Sofort war ich wütend. Ich sah es als einen Verrat an meinem Vertrauen an. Was es, um fair zu sein, auch irgendwie war.

Später erklärte sie mir, dass er ausdrücklich nach mir gefragt habe, und er hatte das Gefühl, dass ich schwul sein könnte. Sie kamen in ein langes Gespräch, vor allem über das, was die Kirche zu diesem Thema gelehrt hat, über die Novemberpolitik und über die Einfachheit der Liebe Christi. Sie sagte ihm, dass er und ich ein gemeinsames Gespräch führen müssten, weil an meiner Geschichte mehr dran sei, als er wisse.

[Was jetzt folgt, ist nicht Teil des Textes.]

PR #892, opened 2025-06-21
Restore numbers in example names

YasInvolved:


cmake/scripts/nbl/projectTargetName.cmake
```diff
@@ -21,9 +21,7 @@ if(NOT DEFINED _NBL_PROJECT_DIRECTORY_)
 endif()
 
 get_filename_component(EXECUTABLE_NAME ${_NBL_PROJECT_DIRECTORY_} NAME)
-string(REGEX REPLACE "^[0-9]+\." "" EXECUTABLE_NAME ${EXECUTABLE_NAME})
 string(TOLOWER ${EXECUTABLE_NAME} EXECUTABLE_NAME)
-string(MAKE_C_IDENTIFIER ${EXECUTABLE_NAME} EXECUTABLE_NAME)
```
AnastaZIuk, line 26: the code is back again in the macro, edit it right [there](<https://github.com/Devsh-Graphics-Programming/Nabla/blob/mesh_loaders/cmake/common.cmake#L25>) + remove this script (I forgot to do so), it was only for Jenkins purpose which we don't use anymore to build Nabla

Krzysztof made it like 7 years now, I believe it could be related to CMake restrictions in target name though it is not clear from the docs, [CMP0037](<https://cmake.org/cmake/help/v3.30/policy/CMP0037.html>)

> Target names may contain upper and lower case letters, numbers, the underscore character (_), dot(.), plus(+) and minus(-). As a special case, ALIAS and IMPORTED targets may contain two consecutive colons.

hence keep the 24 line removed but I would be careful with 26, remove and see if CI fails anywhere due to the line

AnastaZIuk: > remove and see if CI fails anywhere due to the line

ok I tried myself on different branch and it will work ok

AnastaZIuk:
done in https://github.com/Devsh-Graphics-Programming/Nabla/commit/d6fc177c80bbf8cba609c94fab90f8871d1ddd4d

Mein Vater setzte mich hin. Wir weinten. Hart. Ich sagte ihm, ich hätte Angst davor, was die Menschen in meinem Leben denken würden. Ich machte mir Sorgen darüber, wie sich die Bisexualität auf meine Mission oder meine Zukunft in der Kirche auswirken könnte. Wir sprachen über meine Gefühle, dass er homophob ist. Er sagte mir, meine sexuelle Orientierung sei ihm egal. Er sagte mir, ich sei seine Welt, und er würde jeden bekämpfen, der versuchte, mich zu verletzen. Es gab so viel, was ich sagen wollte. Er wollte so viel von mir wissen. Aber das einfach nur loszuwerden, reichte für eine Nacht.

Dieses Gespräch gab mir endlich einen Abschluss. Ich glaube, es hat uns sogar geholfen, noch mehr zusammenzukommen. Wir hätten den ganzen Tag lang reden und die Vater-Sohn-Beziehung, die wir vernachlässigt hatten, weiter ausbauen können.

Nicht akzeptiert

Es ist immer noch eine bedauerliche Tatsache, dass so viel von unserer gemeinsamen Religion und Kultur nicht akzeptiert wird. Wir versäumen es, die besten Seiten der Menschen um uns herum kennen zu lernen. Wie sind wir als Mormonen an den Punkt gekommen, an dem es besser war, einen schönen Teil von uns zu verstecken und zu lügen, als ehrlich zu sein? Ich weiß, dass Heterosexualität und cis-geschlechtliche Identitäten nicht die Regel sein sollten, und diejenigen, die andere Sexualitäten oder Orientierungen haben, sollten nicht als Außenseiter oder Anomalie empfunden werden.

Ich glaube, dass es einen Tag geben wird, an dem die Gesellschaft und die Kirche eine Position erreichen werden, in der das Coming-out nicht mehr gefeiert werden muss und in der die Angabe der eigenen Sexualität so einfach sein wird wie die Einführung des eigenen Namens.